EXERCISE GOAL: All entries below are to be set down again exactly as given.

STORED DATA:
BEGIN

PR #80, opened 2015-02-06
Added automatic detection of manifest and removed isManifest parameter

plehegar:
Instead of a parameter, let's do:

if (content.trim().charAt(0) !== '<') {
  // it's a manifest
}

### DIFF
--- a/test/test.js
+++ b/test/test.js
@@ -144,11 +144,11 @@ describe('DocumentDownloader', function () {
     });
   });
 
-  describe('fetchAndInstall(url, dest, isManifest)', function () {
+  describe('fetchAndInstall(url, dest)', function () {
     var promise;
 
     before(function() {
-      promise = DocumentDownloader.fetchAndInstall(server.location(), '/tmp/testechidna', false);
+      promise = DocumentDownloader.fetchAndInstall(server.location(), '/tmp/testechidna');
     });
 
     after(function(){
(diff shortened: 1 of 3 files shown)


plehegar:
It would be nice to merge this one by Monday and update the documentation

test/test.js
```diff
@@ -197,8 +197,7 @@ describe('DocumentDownloader', function () {
     it('should read a manifest and install its content', function () {
       return DocumentDownloader.fetchAndInstall(
         server.getMetadata('navigation-timing-2').location + 'W3CTRMANIFEST',
-        '/tmp/testechidnaManifest',
-        true
```
astorije: @plehegar, could you remove the `false`s line 183 and 192 as well please?

astorije:
@plehegar, could you update the HTML interface as well please?

The overall idea is fine by me. By making the detection automatic instead of part of the API, we can change or improve the detection algorithm later without affecting the API.

@deniak, @tripu, I will let you merge if you agree with the feature. We can discuss about it if you don't but I won't merge without you :)

tripu:
As I told @deniak, I'm fine with merging this for the time being. But ideally, I would like to rethink the method `request` and its signature to make it more robust, and easier to extend.

As we start supporting more preprocessors (each with its own parameters) and adding options to the tool, we'll need a better way to pass parameters to the API. I'm thinking a single `string` parameter, and storing there JSON with all configuration needed. Will discuss with you guys in a separate issue, or on the wiki&hellip;

deniak:
@plehegar @astorije @tripu it's merged and deployed. The documentation has also been updated.
Regarding the web interface, it's handled in a separate [branch](https://github.com/w3c/echidna/tree/web-interface) and I removed the checkbox.

For the future, I agree with @tripu. We should find a way to handle all kind of submission more easily and make the system more flexible.

astorije:
Hey @deniak and @tripu! I essentially agree with you, but I think now is too premature to decide something like this. I believe we need production experience and feedback to better handle these cases.

The point of this PR is to make the v1 API simpler. The way we handle the manifest is now handled under the hood, which is good. We can knit a nicer hood later :-)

END

RESULT OF THE EXERCISE:
PR #80, opened 2015-02-06
Added automatic detection of manifest and removed isManifest parameter

plehegar:
Instead of a parameter, let's do:

if (content.trim().charAt(0) !== '<') {
  // it's a manifest
}

### DIFF
--- a/test/test.js
+++ b/test/test.js
@@ -144,11 +144,11 @@ describe('DocumentDownloader', function () {
     });
   });
 
-  describe('fetchAndInstall(url, dest, isManifest)', function () {
+  describe('fetchAndInstall(url, dest)', function () {
     var promise;
 
     before(function() {
-      promise = DocumentDownloader.fetchAndInstall(server.location(), '/tmp/testechidna', false);
+      promise = DocumentDownloader.fetchAndInstall(server.location(), '/tmp/testechidna');
     });
 
     after(function(){
(diff shortened: 1 of 3 files shown)


plehegar:
It would be nice to merge this one by Monday and update the documentation

test/test.js
```diff
@@ -197,8 +197,7 @@ describe('DocumentDownloader', function () {
     it('should read a manifest and install its content', function () {
       return DocumentDownloader.fetchAndInstall(
         server.getMetadata('navigation-timing-2').location + 'W3CTRMANIFEST',
-        '/tmp/testechidnaManifest',
-        true
```
astorije: @plehegar, could you remove the `false`s line 183 and 192 as well please?

astorije:
@plehegar, could you update the HTML interface as well please?

The overall idea is fine by me. By making the detection automatic instead of part of the API, we can change or improve the detection algorithm later without affecting the API.

@deniak, @tripu, I will let you merge if you agree with the feature. We can discuss about it if you don't but I won't merge without you :)

tripu:
As I told @deniak, I'm fine with merging this for the time being. But ideally, I would like to rethink the method `request` and its signature to make it more robust, and easier to extend.

As we start supporting more preprocessors (each with its own parameters) and adding options to the tool, we'll need a better way to pass parameters to the API. I'm thinking a single `string` parameter, and storing there JSON with all configuration needed. Will discuss with you guys in a separate issue, or on the wiki&hellip;

deniak:
@plehegar @astorije @tripu it's merged and deployed. The documentation has also been updated.
Regarding the web interface, it's handled in a separate [branch](https://github.com/w3c/echidna/tree/web-interface) and I removed the checkbox.

For the future, I agree with @tripu. We should find a way to handle all kind of submission more easily and make the system more flexible.

astorije:
Hey @deniak and @tripu! I essentially agree with you, but I think now is too premature to decide something like this. I believe we need production experience and feedback to better handle these cases.

The point of this PR is to make the v1 API simpler. The way we handle the manifest is now handled under the hood, which is good. We can knit a nicer hood later :-)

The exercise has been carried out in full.